Start of AVAILABLE RECORDS

PR #1153, opened 2022-04-04
refactor: only poll jobs when necessary

martinmaillard:
With the new structure of the app, it is a waste to poll all jobs every
3 seconds on any page of the project.

With this change, jobs will only be polled on jobs listing pages. And
the detail page of a job will only poll the job itself, not the full
collection.

### DIFF
--- a/ui/src/views/Job.vue
+++ b/ui/src/views/Job.vue
@@ -62,43 +62,48 @@
 </template>
 
 <script lang="ts">
-import { defineComponent } from 'vue'
-import { Job } from '@cube-creator/model'
 import type { CreativeWork } from '@rdfine/schema'
 import { schema } from '@tpluscode/rdf-ns-builders'
+import { computed, defineComponent, shallowRef } from 'vue'
+import { useStore } from 'vuex'
+import { useRoute } from 'vue-router'
+
+import { api } from '@/api'
 import BMessage from '@/components/BMessage.vue'
 import ExternalTerm from '@/components/ExternalTerm.vue'
-import JobStatus from '../components/JobStatus.vue'
-import LoadingBlock from '../components/LoadingBlock.vue'
-import MarkdownRender from '../components/MarkdownRender.vue'
-import ValidationReportDisplay from '../components/ValidationReportDisplay.vue'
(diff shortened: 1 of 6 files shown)


ui/src/views/Job.vue
```diff
@@ -62,43 +62,45 @@
...
+    const jobId = route.params.jobId
+    const job = computed(() => findJob(jobId))
+    const link = computed(() => job.value?.link?.id.value)
+    const createdDate = computed(() => job.value?.created.toLocaleString() ?? '')
 
-    job (): Job | undefined {
-      const jobId = this.$route.params.jobId
-      return this.findJob(jobId)
-    },
+    usePolling(() => store.dispatch('project/fetchJob', jobId))
```
tpluscode, line 94: What magic causes `onMounted/onUnmounted` to be called in the right moments for the right component?

ui/src/store/modules/project.ts
```diff
@@ -373,6 +380,13 @@ const mutations: MutationTree<ProjectState> = {
     state.jobCollection = collection ? serializeJobCollection(collection) : null
   },
 
+  storeJob (state, job) {
+    if (!state.jobCollection) throw new Error('JobCollection not loaded')
+
+    state.jobCollection.member = state.jobCollection.member
+      .map((storedJob) => storedJob.id.equals(job.id) ? Object.freeze(job) : storedJob)
```
tpluscode, line 387: `state.jobCollection.member` gets replaced when storing job? I expected a new field in the state

ui/src/views/Job.vue
martinmaillard: I think that should help https://vuejs.org/guide/extras/composition-api-faq.html#what-is-composition-api

In summary, Vue's "new" composition API allows for better reuse between components. It looks a bit like React hooks if you've ever used them (although it doesn't work the same).

ui/src/store/modules/project.ts
martinmaillard: Now that you mention it, I don't even need to store it in the global state. Will change this.

tpluscode (approved):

End of AVAILABLE RECORDS

The word "With" appears in some of the lines above. Copy those lines.

• REPLY
With the new structure of the app, it is a waste to poll all jobs every
With this change, jobs will only be polled on jobs listing pages. And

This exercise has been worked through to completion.